Factor out 'homeless by choice' (AKA runaways) and illegals, it's probably even less.

(And I'm shocked Compton Q. Packingham III of Ivory Magazine did not get called on)

Kaus's Takedown

Mickey Kaus, a blogger at Slate, did a very effective takedown of this homeless children nonsense: KF's BS Detector Explodes: http://www.slate.com/blogs/blogs/kausfiles/

Now to be fair, I don't believe that in this case Obammy knew the questions and had planned the answers ahead of time, so I can't fault him for not calling BS on the question. Someone smarter than Obammy might have paused and thought, -that stat can't possibly be true. But we know he's not that bright.

I don't know where the homeless live.

But it certainly isn't under bridges.Where I live you would rousted by the cops in five minutes if you tried to set up house under a bridge.It just wouldn't happen.

I am an adult male who has at the very least  a small sense of awareness.

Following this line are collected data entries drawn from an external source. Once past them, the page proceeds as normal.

PR #2359, opened 2026-07-29
Fix Qwen3 and other GGUF device mismatch when layers are split across CPU and GPU

pknowles:
The final norm runs on the primary device, but device mapping may place trailing layers on CPU, so the hidden state reaching it can be a CPU tensor: rms-norm then fails with `device mismatch, lhs: Cpu, rhs: Cuda`. Move the tensor back before the norm, as quantized_llama.rs already does.

-----

This issue was debugged and fixed by AI. I'm not familiar enough with the repo to know whether it's appropriate. However the change is small and the "as quantized_llama.rs already does" lends an air of correctness. I gather qwen3 support is fairly recent. Take it if it's obviously useful, otherwise I can file an issue with repro instructions.

### DIFF
--- a/mistralrs-core/src/models/quantized_phi3.rs
+++ b/mistralrs-core/src/models/quantized_phi3.rs
@@ -409,7 +409,9 @@ impl ModelWeights {
             let ys = layer.mlp.forward(&ys)?;
             xs = (ys + residual)?
         }
+        // Trailing layers may be device mapped to CPU; the norm weight is not.
         let xs = xs
+            .to_device(&self.device)?
             .apply(&self.output_norm)?
             .i((.., seq_len - 1, ..))?
             .contiguous()?;
--- a/mistralrs-core/src/models/quantized_qwen.rs
+++ b/mistralrs-core/src/models/quantized_qwen.rs
@@ -486,6 +486,8 @@ impl ModelWeights {
             let x = (x + residual)?;
             layer_in = x;
         }
+        // Trailing layers may be device mapped to CPU; the norm weight is not.
+        let layer_in = layer_in.to_device(&self.device)?;
         let x = self.norm.forward(&layer_in)?;
         let x = extract_logits(&x, context_lens)?;
         self.output.forward(&x.contiguous()?)
--- a/mistralrs-core/src/models/quantized_qwen3.rs
+++ b/mistralrs-core/src/models/quantized_qwen3.rs
@@ -455,6 +455,8 @@ impl ModelWeights {
             let x = (x + residual)?;
             layer_in = x;
         }
+        // Trailing layers may be device mapped to CPU; the norm weight is not.
+        let layer_in = layer_in.to_device(&self.device)?;
         let x = self.norm.forward(&layer_in)?;
         let x = extract_logits(&x, context_lens)?;
         self.output.forward(&x.contiguous()?)
--- a/mistralrs-core/src/models/quantized_qwen3_moe.rs
+++ b/mistralrs-core/src/models/quantized_qwen3_moe.rs
@@ -575,6 +575,8 @@ impl ModelWeights {
             let x = (x + residual)?;
             layer_in = x;
         }
+        // Trailing layers may be device mapped to CPU; the norm weight is not.
+        let layer_in = layer_in.to_device(&self.device)?;
         let x = self.norm.forward(&layer_in)?;
         let x = extract_logits(&x, context_lens)?;
         self.output.forward(&x.contiguous()?)
--- a/mistralrs-core/src/models/quantized_starcoder2.rs
+++ b/mistralrs-core/src/models/quantized_starcoder2.rs
@@ -402,7 +402,9 @@ impl ModelWeights {
             let ys = layer.mlp.forward(&ys)?;
             xs = (ys + residual)?
         }
+        // Trailing layers may be device mapped to CPU; the norm weight is not.
         let xs = xs
+            .to_device(&self.device)?
             .apply(&self.output_norm)?
             .i((.., seq_len - 1, ..))?
             .contiguous()?;


pknowles:
*Updated after a local review found the same pattern elsewhere.

> Verdict: correct and general
> The fix is [quantized_qwen3.rs:458-459](https://github.com/pknowles/mistral.rs/blob/6ee2e05e49172f0ff9126b2b589a31abc109714d/mistralrs-core/src/models/quantized_qwen3.rs#L458-L459):
> 
> 
> // Trailing layers may be device mapped to CPU; the norm weight is not.
> let layer_in = layer_in.to_device(&self.device)?;
> Nothing local is hard-coded. No device index, no CUDA-vs-CPU branch, no layer count, no model-size condition. self.device is the primary device captured from the loader's device argument at [line 391](https://github.com/pknowles/mistral.rs/blob/6ee2e05e49172f0ff9126b2b589a31abc109714d/mistralrs-core/src/models/quantized_qwen3.rs#L391) — whatever the caller chose, CUDA, Metal, or CPU.
> 
> It targets the right device. norm and output are both built with that same plain device ([lines 262-267](https://github.com/pknowles/mistral.rs/blob/6ee2e05e49172f0ff9126b2b589a31abc109714d/mistralrs-core/src/models/quantized_qwen3.rs#L262-L267)), deliberately not routed through mapper.device_for(...) the way the per-layer weights are ([line 279](https://github.com/pknowles/mistral.rs/blob/6ee2e05e49172f0ff9126b2b589a31abc109714d/mistralrs-core/src/models/quantized_qwen3.rs#L279)). So the destination is exactly where the norm weight lives, by construction.
> 
> The bug is real in general, not a quirk of your setup. LayerDeviceMapper::map dispatches on self.mappings[layer] — an arbitrary per-layer device list. Any mapping that puts the last block somewhere other than the primary device hits this, on any backend. CPU-offloading a tail is the ordinary case, not a pathological one.
> 
> It's the established pattern. [quantized_llama.rs:716](https://github.com/pknowles/mistral.rs/blob/6ee2e05e49172f0ff9126b2b589a31abc109714d/mistralrs-core/src/models/quantized_llama.rs#L716) is the byte-identical line, so this is bringing qwen3 in line with the reference implementation rather than inventing a workaround.
> 
> Zero cost when unmapped. Tensor::to_device short-circuits on same_device to an Ok(self.clone()) (candle tensor.rs:2368-2371) — a refcount bump, no copy. Under DummyDeviceMapper (whose map is the identity) the tensor is already on self.device, so single-device runs are unaffected.
> 
> One thing worth flagging
> Three sibling GGUF models have the same latent bug and were not fixed:
> 
> [quantized_qwen3_moe.rs:578](https://github.com/pknowles/mistral.rs/blob/6ee2e05e49172f0ff9126b2b589a31abc109714d/mistralrs-core/src/models/quantized_qwen3_moe.rs#L578)
> [quantized_qwen.rs:489](https://github.com/pknowles/mistral.rs/blob/6ee2e05e49172f0ff9126b2b589a31abc109714d/mistralrs-core/src/models/quantized_qwen.rs#L489)
> quantized_phi2.rs / quantized_phi3.rs / quantized_starcoder2.rs — these don't match the self.norm.forward(&layer_in) shape; they'd need a separate look to confirm whether they're structured differently or just spelled differently.
> Not a defect in your commit — the scope you chose is coherent and matches the crash you hit. But if you plan to upstream this, adding the same one-liner to the qwen3_moe and qwen cases would make it a much easier PR to accept, since the reviewer will notice the asymmetry immediately.

...


> 
> What changed
> Extended the guard to four more GGUF models. Two took slightly different forms:
> 
> Same shape as qwen3 — [quantized_qwen3_moe.rs:578](https://github.com/pknowles/mistral.rs/blob/3acb0d93acf28d20915733c90fc4684786865594/mistralrs-core/src/models/quantized_qwen3_moe.rs#L578), [quantized_qwen.rs:489](https://github.com/pknowles/mistral.rs/blob/3acb0d93acf28d20915733c90fc4684786865594/mistralrs-core/src/models/quantized_qwen.rs#L489), byte-identical line.
> 
> apply chain form — [quantized_phi3.rs:412](https://github.com/pknowles/mistral.rs/blob/3acb0d93acf28d20915733c90fc4684786865594/mistralrs-core/src/models/quantized_phi3.rs#L412) and [quantized_starcoder2.rs:404](https://github.com/pknowles/mistral.rs/blob/3acb0d93acf28d20915733c90fc4684786865594/mistralrs-core/src/models/quantized_starcoder2.rs#L404) fold it into the existing chain:
> 
> 
> let xs = xs
>     .to_device(&self.device)?
>     .apply(&self.output_norm)?
> Corrections to what I told you earlier
> Two of my claims from the review were wrong, and both matter:
> 
> phi2 was never affected — it already had the guard at [quantized_phi2.rs:383](https://github.com/pknowles/mistral.rs/blob/3acb0d93acf28d20915733c90fc4684786865594/mistralrs-core/src/models/quantized_phi2.rs#L383). My grep for self.norm.forward missed it because phi2 names the field output_norm and applies it via xs.apply(...). So the reference precedent is two files, not one.
> 
> phi3 and starcoder2 were affected — I'd listed them as "needs a separate look." They had the identical bug, just spelled with .apply() instead of .forward(). Both are now fixed.
> 
> Net: five models needed it, not the three I estimated.
> 
> Verification for the new files
> Each of the four has pub device: Device set to device.clone() from the loader, and loads output_norm on the plain primary device while per-layer weights go through mapper.device_for(...) — same asymmetry that caused the original crash, so self.device is the right destination in every case.
> 
> For phi3 and starcoder2 I also checked self.output, since those two feed the norm result straight into MatMul.qmatmul: both load it via QMatMul::from_qtensor(ct.tensor("output.weight", device)?) on the primary device, so the single move before the norm covers the matmul too — no second to_device needed.
> 
> One caveat on the whole set: this is verified by construction and compilation, not by execution. I haven't run a CPU/GPU-split model through any of the four new paths, so the qwen3 case remains the only one confirmed against a real crash.

pknowles:
Looks like this issue was fixed by https://github.com/EricLBuehler/mistral.rs/pull/2377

I have never once in my lifetime seen children living under bridges.Kids are smart.If they were homeless they could certainly do better than living under a bridge.

 

Because with a name like Obama... you know it has to be good.

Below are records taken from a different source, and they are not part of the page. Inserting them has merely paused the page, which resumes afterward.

Issue #2308, opened 2026-07-05
Proposal: additive KV cache connector seam at paged-attention block pool


Travis-Gilbert:
## Proposal

Add an optional, no-op-by-default KV cache connector seam around the existing paged-attention prefix-cache block flow.

The current code already computes content-addressed block hashes in `mistralrs-core/src/paged_attention/block_hash.rs`, resolves prefix hits through `KVCacheManager::get_computed_blocks`, assigns physical blocks through `allocate_slots`, stores newly full blocks through `cache_blocks`, and evicts cached block hashes when `BlockPool::get_new_blocks` reallocates an LRU free block.

A small connector trait at that seam would let integrations observe or implement external KV tiers without changing default behavior:

- look up a `BlockHash` plus KV cache group IDs before or alongside local prefix-cache lookup
- observe the selected physical block IDs after a hit is allocated
- observe newly cacheable full blocks when `cache_blocks` records them
- observe evicted block hashes when a cached block is reallocated

## Motivation

This is narrower than disaggregated prefill/network transfer. The immediate goal is an additive hook for external KV stores such as RAM/disk/blob registries, while keeping mistral.rs behavior unchanged unless a connector is installed.

The default implementation would return misses and only record no-op observations, so existing tests and users should see no behavior change.

Related prior broader issue: #2000.

## Sketch

```rust
pub trait KvCacheConnector: Send + Sync {
    fn lookup_blocks(&self, _block_hashes: &[BlockHash], _group_ids: &[u32], _max_blocks: usize) -> Option<Vec<usize>> { None }
    fn observe_hit(&self, _block_hashes: &[BlockHash], _block_ids: &[usize], _num_computed_tokens: usize) {}
    fn observe_store(&self, _block_hashes: &[BlockHash], _block_ids: &[usize], _num_full_blocks: usize) {}
    fn observe_evict(&self, _block_hashes: &[BlockHashWithGroupId], _block_id: usize) {}
}
```

I am happy to adjust the exact signatures to match maintainer preference; the key property is that the seam is optional and defaults to current local-only behavior.

PR #2364, opened 2026-08-12
feat(core): add optional no-op KV cache connector seam

marcusacosta:
## Summary
- Adds plumbing for an optional extra KV-cache storage layer on top of today's local prefix cache (#2308).
- Introduces a `KvCacheConnector` hook (default `NoopKvCacheConnector` does nothing) so later backends (memory/disk/S3/etc.) can plug in without changing normal users.
- Calls that hook when the engine looks up, stores, or evicts prefix-cache blocks (`get_computed_blocks`, `cache_blocks`, and block-pool eviction).
- Keeps the default path local-only: same constructors as before (`with_connector` is opt-in); no behavior change unless a real connector is installed.
- This PR is only the connection points. It does not add disk, cloud, or network KV storage yet.

## Notes for reviewers
- If `lookup_blocks` returns block IDs, those IDs must already exist in the local block pool (a future connector would download/hydrate first, then return local IDs).
- Happy to adjust the trait shape to maintainer preference, as noted in #2308.

### DIFF
--- a/mistralrs-core/src/lib.rs
+++ b/mistralrs-core/src/lib.rs
@@ -156,8 +156,9 @@ pub use mistralrs_mcp::{
 pub use mistralrs_quant::{IsqBits, IsqType};
 pub use mistralrs_sandbox::{NetworkMode, SandboxPolicy};
 pub use paged_attention::{
-    BlockHash, BlockHashWithGroupId, KvCacheConnector, MemoryGpuConfig, NoopKvCacheConnector,
-    PagedAttentionConfig, PagedCacheType,
+    compute_block_hashes, BlockHash, BlockHashWithGroupId, InMemoryKvCacheConnector,
+    KVCacheManager, KvCacheConnector, MemoryGpuConfig, NoopKvCacheConnector, PagedAttentionConfig,
+    PagedCacheType,
 };
 pub use pipeline::hf::{
     get_model_file, hf_home_dir, hf_hub_cache_dir, hf_token_path, is_hf_hub_offline,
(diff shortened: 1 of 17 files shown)


EricLBuehler:
Hey @marcusacosta! Thanks for the PR. Perhaps we can add an example of an external KV cache manager if this is the purpose?

marcusacosta:
@EricLBuehler 

Yes, the seam is meant for external KV tiers. I’ll add a small example external connector (in-process / reference manager) that shows store/lookup/evict through KvCacheConnector, without a full cloud backend. Sound good?

marcusacosta:
Added a reference external manager:

- `InMemoryKvCacheConnector` in `mistralrs-core` (process-local hash -> block-id index outside the block pool map)
- runnable example: `cargo run -p mistralrs --example kv_cache_connector`

This shows store/lookup/hit through the seam. It does not offload tensor bytes to disk/S3 yet (that still needs a hydrate path). Happy to adjust the example shape if you want something different.

EricLBuehler:
Hmm, I was thinking something more along the lines of using the manager as one would in a realistic setting, in contrast to demonstrating the manager in isolation. Is this what you had in mind as well?

marcusacosta:
Updated to a realistic path:
- `PagedAttentionMetaBuilder::with_kv_cache_connector(...)` installs the connector into the live paged-attention scheduler
- example now uses `ModelBuilder` + paged attention and runs two chat turns with a shared prefix, printing connector store/lookup/hit stats

`cargo run --release -p mistralrs --example kv_cache_connector`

Since when do "facts" count??? Feelings, oh oh oh feelings...

It is no dishonor to be in a minority in the cause of liberty and virtue. ~ Sam Adams

Tom.. well, at least it's occuring under..

Tom.. well, at least it's occuring under.. under "Dear Leader's" watch (even if it's not).

(;~. gary

I kinda knew that somehow

I kinda knew that somehow homelessness was going to become an issue under this administration. I was blown away by the "tent cities all over the country" comment, though.

Homeless kids

  We take food to a park in the city every Tuesday where homeless people from anywhere nearby come to eat.  We average between 50 to 100 people every week and I have never yet seen one child among those coming to eat.  I am not saying homeless children don't exist.  I am just saying I have never seen any.

sheryl... That says a lot

sheryl...

That says a lot right there for me anyway.

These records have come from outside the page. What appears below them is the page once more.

PR #2365, opened 2026-08-13
feat(core): first-class support for loading GGUFs for all supported models

EricLBuehler:
You can finally use any GGUF* in mistral.rs and immediately take advantage of all the features mistral.rs provides!

- Load GGUF weights through the existing native text and multimodal model pipelines.
- Support automatic config, tokenizer, chat-template, and multimodal projector discovery.
- Preserve all standard mistral.rs features, including tool calling, agents, compatible language-model LoRA, device mapping, and PagedAttention.
- Support GGUF requantization and conversion to UQFF.

* = i-quant support coming very soon.


copumpkin:
Hey @EricLBuehler, I just tried switching my Qwen 3.6 loading code from the old ISQ->AFQ4 loading path to use your new GGUF loader from this PR and while it seems to be working, on my Mac (using Metal and such), this new codepath seems to be doing a lot more work on the CPU, making the whole thing _way_ slower (my test took a couple of minutes before and now has been running for 30 minutes and isn't done yet). Is that expected? Is there additional work that needs to happen for this GGUF loader to be as efficient as the other path? From profiling my test that I just switched to use this commit, it's stuck in `gguf::cpu::cpu_indexed_moe_forward` -> `BlockQ4K::to_float`. It looks like the GGUF k-quant MoE gather has a CPU and a CUDA path (gguf/cpu.rs, gguf/cuda.rs) but no Metal one, whereas AFQ4 has the fused `affine_gather_qmm_rhs` Metal kernel.

PR #2371, opened 2026-08-15
fix(core): align tool chat template JSON rendering

### LINKED ISSUE #2363: Chat template output differs from transformers on tool-calling prompts
Upfront, this is partly a proposal for a crate I maintain. The bug is real and I checked it against
the transformers source, and at the end I suggest my crate for it. You know what a dependency costs
better than I do, so I will just leave it here.

The renderer in `mistralrs-core/src/pipeline/chat_template.rs` already gets most of this right.
`trim_blocks` and `lstrip_blocks` are set, `raise_exception`, `strftime_now` and the pycompat
callback are registered, and `tojson` is replaced with your own. The part that still differs from
transformers is that `tojson`, and it only shows up once tools are in play.

One tool definition, through your filter and through transformers:

```
transformers: {"name": "get_weather", "description": "Compare if temp > 10 & humidity < 50 (user's choice)", "parameters": {"type": "object", "properties": {"city": {"type": "string"}}}}

mistral.rs  : {"description":"Compare if temp \u003e 10 \u0026 humidity \u003c 50 (user\u0027s choice)","name":"get_weather","parameters":{"properties":{"city":{"type":"string"}},"type":"object"}}
```

Three things differ in that one line.

The keys come out alphabetical instead of in insertion order. The workspace pins minijinja without
`preserve_order`, so the order is already gone inside the `Value` before the filter runs. That one
cannot be fixed inside `tojson`, it needs the feature flag, and `serde_json` needs it too.

The separators are `","` and `":"`. Python's `json.dumps` writes `", "` and `": "` by default, and
transformers calls it with the defaults.

`<`, `>`, `&` and `'` come out escaped as `\u003c`, `\u003e`, `\u0026` and `\u0027`. transformers
used to inherit that from Jinja and removed it on purpose. The comment above their override in
`transformers/utils/chat_template_utils.py` reads: "We override the built-in tojson filter because
Jinja's default filter escapes HTML characters".

One more thing outside `tojson`. `strftime_now` uses `chrono::Utc::now()`, but transformers uses
`datetime.now()`, which is local time. Granite 3.x and SmolLM3 print the current date, so they
disagree with transformers for part of every day.

## The proposal

I maintain [hf-chat-template](https://github.com/GregoryBolshakov/hf-chat-template). It renders HF
chat templates and checks its output against python transformers on a corpus of real hub templates,
so this kind of drift gets caught before a release. The same tool above goes through it byte for
byte identical to the transformers line.

It is 1.0, so the API is frozen and no release of it can break you before a 2.0. It also has no
third-party types in its public API, so it cannot force a version of minijinja or anything else
into your tree.

I would be glad to send a PR wiring it into the chat template path. If you would rather keep your
own renderer, no hard feelings, and the four points above still stand on their own.

atirna:
## Summary

- use local time for `strftime_now` and `date_string`
- align current-date rendering with Transformers' local `datetime.now()` behavior

The JSON formatting and ordering changes originally carried by this PR are now present on `master`, so the current diff contains only the remaining clock alignment.

## Testing

- `cargo fmt --all -- --check`
- `cargo test -p mistralrs-core chat_template::tests --no-default-features` (20 passed)
- `cargo check -p mistralrs-core --no-default-features`

Fixes #2363


EricLBuehler (approved):
Thank you @atirna!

Thanks to the goodness of folks like you...the givers, you see what goes on in ways others can't...that is why I love this site along with others, you learn so much from others who have differing expeiences that can tell us how it is in their area and what they see first-hand.

Doubling down on stupid is not a particularly good idea. ~Andrew Breitbart

Say it ain't so...

...homeless people and tent cities when a Democrat is president? Can't be! That only happens when a Republican is president, no?